It seems the opposite conclusion may be just a difference in reporting.

Most of the 2006 article deals just with "normally" long lived people (80-90
years vs. their shorter living relatives).

About 100+ year olds they wrote:

" _A woman whose sister lived to be 100 has a 4 percent chance of living that
long, Dr. Christensen says. That is better than the 1 percent chance for women
in general, but still not very great because the absolute numbers, 1 out of
100 or 4 out of 100, are still so small.
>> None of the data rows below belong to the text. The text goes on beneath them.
PR #631, opened 2016-10-09
Add different log levels

AlexCato:
Currently, this is only intended for users to better understand which log messages are relevant to them.
Change all log.debug() lines in every .py file to the appropriate log level (log.debug(), log.info(), log.warn() or log.error()).
No changes in any program logic. DEBUG is also still default log level for both the console and logfiles.

### DIFF
--- a/joinmarket/message_channel.py
+++ b/joinmarket/message_channel.py
@@ -81,8 +81,8 @@ class MessageChannelCollection(object):
                 #but should not kill the bot. So, we don't raise an
                 #exception, but rather allow sending to continue, which
                 #should usually result in tx completion just timing out.
-                log.debug("Couldn't find a route to send privmsg")
-                log.debug("For counterparty: " + str(cp))
+                log.warn("Couldn't find a route to send privmsg")
+                log.warn("For counterparty: " + str(cp))
         return func_wrapper
 
     def __init__(self, mchannels):
@@ -193,7 +193,7 @@ class MessageChannelCollection(object):
             time.sleep(1)
             i += 1
             if self.give_up:
-                log.debug("Shutting down all connections")
+                log.info("Shutting down all connections")
                 break
             #feature only used for testing:
             #deliberately shutdown a connection at a certain time.
@@ -255,7 +255,7 @@ class MessageChannelCollection(object):
             self.active_channels[nick].privmsg(nick, cmd, message)
             return
         else:
-            log.debug("Failed to send message to: " + str(nick) + \
+            log.warn("Failed to send message to: " + str(nick) + \
                           "; cannot find on any message channel.")
             return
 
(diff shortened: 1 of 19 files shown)


AlexCato:
As a next step, I think there should be an option in joinmarket.cfg to set the desired log level for console outputs (file logs should always use DEBUG, imho). It could default to the INFO level, unless explicitly changed.
This should be especially helpful for new users, who then do not get flooded with messages which are not relevant to them.

AdamISZ:
It's great to see someone kicked this off finally! :)

Now let's start bikeshedding :)

I had the same thought about the logfile. I'll try to make some comments tomorrow.

joinmarket/message_channel.py
```diff
@@ -255,7 +255,7 @@ def privmsg(self, nick, cmd, message, mc=None):
             self.active_channels[nick].privmsg(nick, cmd, message)
             return
         else:
-            log.debug("Failed to send message to: " + str(nick) + \
+            log.warn("Failed to send message to: " + str(nick) + \
```
AdamISZ: This one could happen very often e.g. if there is a spy connecting/disconnecting. I think info or debug would be fine, but I don't mind.

joinmarket/support.py
```diff
@@ -294,7 +294,7 @@ def choose_orders(db, cj_amount, n, chooseOrdersBy, ignored_makers=None):
     else:
         orders_fees = sorted(orders_fees, key=feekey)  #sort by ascending cjfee
 
-    log.debug('considered orders = \n' + '\n'.join([str(o) for o in orders_fees
+    log.info('considered orders = \n' + '\n'.join([str(o) for o in orders_fees
```
AdamISZ: I think keep the considered orders as debug? Seems like the class of stuff that is filling up the terminal a bit too much.

AdamISZ:
Shouldn't we add to this PR the code that filters out the logging that comes out to the terminal?

joinmarket/message_channel.py
AlexCato: Don't mind either way, assumed this doesnt happen often since I have not seen that message yet. I'd favor info.

joinmarket/support.py
AlexCato: Agreed.

AlexCato:
I've already worked on the code to filter the console messages, but from what i've researched it cant be done in the same part of the code, if it is supposed to be a config-file-option (guess you know this, but for reference: https://docs.python.org/2/howto/logging.html#logging-advanced-tutorial ). The PR I have in mind will make this more clear.
But I felt that the modified log messages can stand on their own, still improving user experience even if not filtered out by default. At least it lets them judge the severity of messages. Can add another commit to the PR with the log message filtering, if you guys want to see it here.

AlexCato:
Added the code now as well, to tweak logging to the console to INFO by default. Added this as a config option to joinmarket.cfg.
As usual there's some fights of git branches vs. me, so there's one more commit than necessary. The code for the logging changes is only in the files support.py and configure.py

Reasoning for moving the console logging initialization from support.py to configure.py:
Before my changes, the console logging was initialized before the configuration was loaded. Accoding to my 'research', it's not possible to change the log level of an already attached loghandler. So it needs to be initialized correctly the first time. That's why I moved it.

I've tested this code with YG-PE and sendpayment. Worked just fine.

PR #1571, opened 2019-07-23
BAU Remove cypress local dependency

sfount:
* Cypress is a massive dependency and requires unzipping, give CI a break
* Ref: https://github.com/alphagov/pay-toolbox/pull/53


sfount:
Closed alongside https://github.com/alphagov/pay-jenkins-library/pull/111

PR #1580, opened 2019-08-05
PP-5512: Strip out email search param for Google Analytics

oswaldquek:
Sending (and hence recording) emails breaks our agreement with Google and is a
breach of our obligations under GDPR.

## WHAT

## HOW 
_Steps to test or reproduce:_

### DIFF
--- a/app/views/includes/head.njk
+++ b/app/views/includes/head.njk
@@ -14,7 +14,9 @@
   ga('set', 'displayFeaturesTask', null);
   ga('set', 'transport', 'beacon');
 
-  ga('send', 'pageview');
+  var filtered_page_path = document.location.pathname + document.location.search.replace(/&email=[\w%.-]*/, '');
+  ga('set', 'page', filtered_page_path);
+  
 </script>
 <!-- End Google Analytics -->
 {% endif %}


app/views/includes/head.njk
```diff
@@ -14,7 +14,13 @@
   ga('set', 'displayFeaturesTask', null);
   ga('set', 'transport', 'beacon');
 
-  ga('send', 'pageview');
```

For men, the odds are much lower. A
man whose sister lived to be 100 has just a 0.4 percent chance of living that
long. In comparison, men in general have a 0.1 percent chance of reaching
100._ "

So even then, they found 4x higher relative chance for extreme longevity for
people with extremely long lived siblings.

------
Groxx
From the quoted quip near the bottom:

    
    
      Life insurance premiums will never be the same again once this test is out there.
    

That means, for people who are more likely to live a long time, the recent-
and-upcoming health care shifts are _fantastic_ news. I remember reading about
some 100+ers who have had their support vanish because they lived too long,
and are now surviving wholly on donations. Some of them are quite active yet,
but they're almost totally incapable of getting a job because of their age.

------
kuahyeow
I can't help but think there is a flaw here. Isn't this a bias in favor of
survivors? Without measuring the control group of people who have similar
genes but did not survive, it's not possible to conclude that genes ~>
longevity.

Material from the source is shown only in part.